PR #4142, opened 2022-03-28
feat: cache namespace schemas 

crepererum:
In preparation to remove the querier sync loop completely.

This is similar to how the table caches are handled. The biggest portion of this change are tests. As a bonus, we can now also handle the case where a namespace is removed from the catalog.

Ref #4123.


querier/src/cache/namespace.rs
```diff
@@ -1,28 +1,52 @@
...
+    },
+    driver::Cache,
+    loader::FunctionLoader,
+};
+
+/// Duration to keep existing namespaces.
+pub const TTL_EXISTING: Duration = Duration::from_secs(10);
+
+/// Duration to keep non-existing namespaces.
+pub const TTL_NON_EXISTING: Duration = Duration::from_secs(60);
```
alamb, line 22: I don't think it matters but the asymmetry here is confusing to me (as in why aren't these timeouts the same)?

querier/src/cache/namespace.rs
```diff
@@ -74,18 +186,234 @@ mod tests {
...
+                                    column_type: ColumnType::Time,
+                                },
+                            ),
+                        ]),
+                    },
+                ),
+            ]),
+        };
+        assert_eq!(schema1_a.as_ref(), &expected_schema_1);
+        assert_histogram_metric_count(&catalog.metric_registry, "namespace_get_by_name", 1);
```
alamb, line 327: would it be valuable to fetch this schema again and validate it was served from the cache (as is done in the tets below)?

alamb (approved):
👍  looks good to me

querier/src/cache/namespace.rs
crepererum: I found it more likely to change a schema of a namespace than creating a new one.

querier/src/cache/namespace.rs
crepererum: This is done a few lines below (`schema1_b`).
_ _ _
Each entry must be retyped exactly as it was written above.

PR #4142, opened 2022-03-28
feat: cache namespace schemas 

crepererum:
In preparation to remove the querier sync loop completely.

This is similar to how the table caches are handled. The biggest portion of this change are tests. As a bonus, we can now also handle the case where a namespace is removed from the catalog.

Ref #4123.


querier/src/cache/namespace.rs
```diff
@@ -1,28 +1,52 @@
...
+    },
+    driver::Cache,
+    loader::FunctionLoader,
+};
+
+/// Duration to keep existing namespaces.
+pub const TTL_EXISTING: Duration = Duration::from_secs(10);
+
+/// Duration to keep non-existing namespaces.
+pub const TTL_NON_EXISTING: Duration = Duration::from_secs(60);
```
alamb, line 22: I don't think it matters but the asymmetry here is confusing to me (as in why aren't these timeouts the same)?

querier/src/cache/namespace.rs
```diff
@@ -74,18 +186,234 @@ mod tests {
...
+                                    column_type: ColumnType::Time,
+                                },
+                            ),
+                        ]),
+                    },
+                ),
+            ]),
+        };
+        assert_eq!(schema1_a.as_ref(), &expected_schema_1);
+        assert_histogram_metric_count(&catalog.metric_registry, "namespace_get_by_name", 1);
```
alamb, line 327: would it be valuable to fetch this schema again and validate it was served from the cache (as is done in the tets below)?

alamb (approved):
👍  looks good to me

querier/src/cache/namespace.rs
crepererum: I found it more likely to change a schema of a namespace than creating a new one.

querier/src/cache/namespace.rs
crepererum: This is done a few lines below (`schema1_b`).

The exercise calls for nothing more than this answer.